• Information supplied:
PR #12277, opened 2021-09-06
Update flag data for Payment APIs; delete PaymentDetailsUpdate dictionary

queengooborg:
This PR's goal is to delete the `PaymentDetailsUpdate` dictionary from BCD.  First, this copies the Firefox flag, note and version data from `PaymentDetailsUpdate` to `PaymentRequest`, `PaymentMethodChangeEvent`, `PaymentRequestUpdateEvent` and `PaymentResponse`, which fixes consistency issues.  Afterwards, the entries within the dictionary are copied as subfeatures to both `PaymentRequest.show` and `PaymentRequestUpdateEvent.updateWith`, the two methods that use this dictionary.  Finally, the dictionary is deleted.


api/PaymentRequest.json
```diff
@@ -15,12 +15,36 @@
             "version_added": "15"
           },
           "firefox": {
-            "version_added": false,
-            "notes": "Available only in nightly builds. Requires <code>dom.payments.request.enabled</code> to be set to <code>true</code> and the comma-delineated list in <code>dom.payments.request.supportedRegions</code> to contain one or more of the supported 2-character ISO locales, currently US and CA."
+            "version_added": "55",
+            "notes": "Available only in nightly builds.",
```
foolip, line 19: This not appears to be wrong. The default value of dom.payments.request.enabled appears to be false in both Firefox Nightly (94) and Firefox 92. (If it were actually true, then we should use "preview" as the version number, not a note like this.)

I see this note is everywhere for payments stuff, can you either clean it all up or file an issue about it?

foolip (changes requested):

api/PaymentRequest.json
queengooborg: I've converted this note into the appropriate flag data for all of the instances in both this API and `PaymentRequestUpdateEvent`.  I'll get `PaymentMethodChangeEvent` and `PaymentResponse` updated shortly!

Catclaws12: > I've converted this note into the appropriate flag data for all of the instances in both this API and `PaymentRequestUpdateEvent`.  I'll get `PaymentMethodChangeEvent` and `PaymentResponse` updated shortly!

- - - **_[]()_**

api/PaymentMethodChangeEvent.json
```diff
@@ -15,12 +15,36 @@
             "version_added": "79"
           },
           "firefox": {
-            "version_added": false,
-            "notes": "Available only in nightly builds. Requires <code>dom.payments.request.enabled</code> to be set to <code>true</code> and the comma-delineated list in <code>dom.payments.request.supportedRegions</code> to contain one or more of the supported 2-character ISO locales, currently US and CA."
+            "version_added": "55",
+            "notes": "Available only in nightly builds.",
```
foolip, line 19: The note is still here :)

queengooborg: Ahh, I misread your comment before, my bad!

api/PaymentRequest.json
```diff
@@ -866,6 +1068,378 @@
             "standard_track": true,
             "deprecated": false
           }
+        },
+        "detailsPromise_displayItems_parameter": {
```
foolip, line 1072: This structure is the same as we'd have for `request.show({ displayItems: ...})` but the parameter here is a promise, not an object (IDL dictionary). So... I'm not sure if this needs an update to the guideline or  something.

Before going down that path, is it really necessary to represent this parameter at all? The data looks almost the same as the parent feature, if it's only a small difference between Chrome 60 and 61 I don't think that warrants a subfeature, and not even a note on the main feature.

foolip:
The `PaymentDetailsUpdate` dictionary is also used (as `optional Promise<PaymentDetailsUpdate> detailsPromise`) for `PaymentRequest`'s `show()` method. If it is worth capturing this data at all, it should be duplicated there. I'm not totally sure that it is however and would like to hear from @ddbeck or @Elchi3 how they'd deal with this situation.

foolip:
I've filed https://github.com/mdn/content/issues/9362 about a content issue here. For these methods that can take either _X_ or a promise resolving to _X_ I think it makes sense in BCD to just treat it as _X_, but it is novel and maybe the data guideline needs to be updated for this.

ddbeck:
@queengooborg I see that a bunch of the suggestions have resolved, but not others. Anything I can do to help this along? Or is it just a work in progress?

queengooborg:
Sorry, this one slipped my mind!  I just applied the suggested changes and I see the two comments regarding the nightly-availability builds.

api/PaymentResponse.json
```diff
@@ -15,12 +15,37 @@
...
+                "value_to_set": "A comma-delineated list of one or more 2-character ISO country codes indicating the countries in which to support payments (for example, <code>US,CA</code>."
+              }
+            ]
           },
           "firefox_android": {
-            "version_added": false,
-            "notes": "Available only in nightly builds. Requires <code>dom.payments.request.enabled</code> to be set to <code>true</code> and the comma-delineated list in <code>dom.payments.request.supportedRegions</code> to contain one or more of the supported 2-character ISO locales, currently US and CA."
+            "version_added": "55",
+            "version_removed": "79",
+            "notes": "Available only in nightly builds.",
```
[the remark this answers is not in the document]
queengooborg: So in other words, the data should be just like the following?

```json
"firefox_android": {
  "version_added": "55",
  "version_removed": "79",
  "flags": ...
}
```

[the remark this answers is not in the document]
ddbeck: That's right!

api/PaymentResponse.json
```diff
@@ -15,12 +15,37 @@
             "version_added": "15"
           },
           "firefox": {
-            "version_added": false,
-            "notes": "Available only in nightly builds. Requires <code>dom.payments.request.enabled</code> to be set to <code>true</code> and the comma-delineated list in <code>dom.payments.request.supportedRegions</code> to contain one or more of the supported 2-character ISO locales, currently US and CA."
+            "version_added": "55",
+            "notes": "Available only in nightly builds.",
```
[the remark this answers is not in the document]
ddbeck: To elaborate on this point: this note probably needs to be removed.

If it's true that this is nightly-only, then we'd represent that as `"version_added": "preview"` but that doesn't seem consistent with the rest of this PR.

api/PaymentResponse.json
```diff
@@ -66,12 +89,37 @@
               "version_added": "15"
             },
             "firefox": {
-              "version_added": false,
-              "notes": "Available only in nightly builds."
+              "version_added": "55",
+              "notes": "Available only in nightly builds.",
```
ddbeck, line 93: It's been a while since I've looked at this, but I _think_ we talked about dropping these notes on the suspicion that they're not accurate (otherwise, we could use `"preview"` values, if they're true).

queengooborg: Whoops!  Somehow I didn't catch these notes in the removal, fixed!

ddbeck (approved):
Looks good. Thank you! 🎉

Catclaws12:
- [ ] [@**__**](https://discord.com/channels/@me/905526921985675315/905821257243717662)

PR #12278, opened 2021-09-06
Remove incorrect note for element.getAnimations() in Safari

foolip:
This was implemented in https://trac.webkit.org/changeset/255149/webkit
which using WebKit version mapping would be Safari 14, but it must have
been backported.

https://software.hixie.ch/utilities/js/live-dom-viewer/?saved=9607 was
used to confirm support for the subtree parameter in Safari 13.1 on
Sauce Labs.

### DIFF
--- a/api/Element.json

• Exercise: Retype the data in full and match it exactly.

• Task result:
PR #12277, opened 2021-09-06
Update flag data for Payment APIs; delete PaymentDetailsUpdate dictionary

queengooborg:
This PR's goal is to delete the `PaymentDetailsUpdate` dictionary from BCD.  First, this copies the Firefox flag, note and version data from `PaymentDetailsUpdate` to `PaymentRequest`, `PaymentMethodChangeEvent`, `PaymentRequestUpdateEvent` and `PaymentResponse`, which fixes consistency issues.  Afterwards, the entries within the dictionary are copied as subfeatures to both `PaymentRequest.show` and `PaymentRequestUpdateEvent.updateWith`, the two methods that use this dictionary.  Finally, the dictionary is deleted.


api/PaymentRequest.json
```diff
@@ -15,12 +15,36 @@
             "version_added": "15"
           },
           "firefox": {
-            "version_added": false,
-            "notes": "Available only in nightly builds. Requires <code>dom.payments.request.enabled</code> to be set to <code>true</code> and the comma-delineated list in <code>dom.payments.request.supportedRegions</code> to contain one or more of the supported 2-character ISO locales, currently US and CA."
+            "version_added": "55",
+            "notes": "Available only in nightly builds.",
```
foolip, line 19: This not appears to be wrong. The default value of dom.payments.request.enabled appears to be false in both Firefox Nightly (94) and Firefox 92. (If it were actually true, then we should use "preview" as the version number, not a note like this.)

I see this note is everywhere for payments stuff, can you either clean it all up or file an issue about it?

foolip (changes requested):

api/PaymentRequest.json
queengooborg: I've converted this note into the appropriate flag data for all of the instances in both this API and `PaymentRequestUpdateEvent`.  I'll get `PaymentMethodChangeEvent` and `PaymentResponse` updated shortly!

Catclaws12: > I've converted this note into the appropriate flag data for all of the instances in both this API and `PaymentRequestUpdateEvent`.  I'll get `PaymentMethodChangeEvent` and `PaymentResponse` updated shortly!

- - - **_[]()_**

api/PaymentMethodChangeEvent.json
```diff
@@ -15,12 +15,36 @@
             "version_added": "79"
           },
           "firefox": {
-            "version_added": false,
-            "notes": "Available only in nightly builds. Requires <code>dom.payments.request.enabled</code> to be set to <code>true</code> and the comma-delineated list in <code>dom.payments.request.supportedRegions</code> to contain one or more of the supported 2-character ISO locales, currently US and CA."
+            "version_added": "55",
+            "notes": "Available only in nightly builds.",
```
foolip, line 19: The note is still here :)

queengooborg: Ahh, I misread your comment before, my bad!

api/PaymentRequest.json
```diff
@@ -866,6 +1068,378 @@
             "standard_track": true,
             "deprecated": false
           }
+        },
+        "detailsPromise_displayItems_parameter": {
```
foolip, line 1072: This structure is the same as we'd have for `request.show({ displayItems: ...})` but the parameter here is a promise, not an object (IDL dictionary). So... I'm not sure if this needs an update to the guideline or  something.

Before going down that path, is it really necessary to represent this parameter at all? The data looks almost the same as the parent feature, if it's only a small difference between Chrome 60 and 61 I don't think that warrants a subfeature, and not even a note on the main feature.

foolip:
The `PaymentDetailsUpdate` dictionary is also used (as `optional Promise<PaymentDetailsUpdate> detailsPromise`) for `PaymentRequest`'s `show()` method. If it is worth capturing this data at all, it should be duplicated there. I'm not totally sure that it is however and would like to hear from @ddbeck or @Elchi3 how they'd deal with this situation.

foolip:
I've filed https://github.com/mdn/content/issues/9362 about a content issue here. For these methods that can take either _X_ or a promise resolving to _X_ I think it makes sense in BCD to just treat it as _X_, but it is novel and maybe the data guideline needs to be updated for this.

ddbeck:
@queengooborg I see that a bunch of the suggestions have resolved, but not others. Anything I can do to help this along? Or is it just a work in progress?

queengooborg:
Sorry, this one slipped my mind!  I just applied the suggested changes and I see the two comments regarding the nightly-availability builds.

api/PaymentResponse.json
```diff
@@ -15,12 +15,37 @@
...
+                "value_to_set": "A comma-delineated list of one or more 2-character ISO country codes indicating the countries in which to support payments (for example, <code>US,CA</code>."
+              }
+            ]
           },
           "firefox_android": {
-            "version_added": false,
-            "notes": "Available only in nightly builds. Requires <code>dom.payments.request.enabled</code> to be set to <code>true</code> and the comma-delineated list in <code>dom.payments.request.supportedRegions</code> to contain one or more of the supported 2-character ISO locales, currently US and CA."
+            "version_added": "55",
+            "version_removed": "79",
+            "notes": "Available only in nightly builds.",
```
[the remark this answers is not in the document]
queengooborg: So in other words, the data should be just like the following?

```json
"firefox_android": {
  "version_added": "55",
  "version_removed": "79",
  "flags": ...
}
```

[the remark this answers is not in the document]
ddbeck: That's right!

api/PaymentResponse.json
```diff
@@ -15,12 +15,37 @@
             "version_added": "15"
           },
           "firefox": {
-            "version_added": false,
-            "notes": "Available only in nightly builds. Requires <code>dom.payments.request.enabled</code> to be set to <code>true</code> and the comma-delineated list in <code>dom.payments.request.supportedRegions</code> to contain one or more of the supported 2-character ISO locales, currently US and CA."
+            "version_added": "55",
+            "notes": "Available only in nightly builds.",
```
[the remark this answers is not in the document]
ddbeck: To elaborate on this point: this note probably needs to be removed.

If it's true that this is nightly-only, then we'd represent that as `"version_added": "preview"` but that doesn't seem consistent with the rest of this PR.

api/PaymentResponse.json
```diff
@@ -66,12 +89,37 @@
               "version_added": "15"
             },
             "firefox": {
-              "version_added": false,
-              "notes": "Available only in nightly builds."
+              "version_added": "55",
+              "notes": "Available only in nightly builds.",
```
ddbeck, line 93: It's been a while since I've looked at this, but I _think_ we talked about dropping these notes on the suspicion that they're not accurate (otherwise, we could use `"preview"` values, if they're true).

queengooborg: Whoops!  Somehow I didn't catch these notes in the removal, fixed!

ddbeck (approved):
Looks good. Thank you! 🎉

Catclaws12:
- [ ] [@**__**](https://discord.com/channels/@me/905526921985675315/905821257243717662)

PR #12278, opened 2021-09-06
Remove incorrect note for element.getAnimations() in Safari

foolip:
This was implemented in https://trac.webkit.org/changeset/255149/webkit
which using WebKit version mapping would be Safari 14, but it must have
been backported.

https://software.hixie.ch/utilities/js/live-dom-viewer/?saved=9607 was
used to confirm support for the subtree parameter in Safari 13.1 on
Sauce Labs.

### DIFF
--- a/api/Element.json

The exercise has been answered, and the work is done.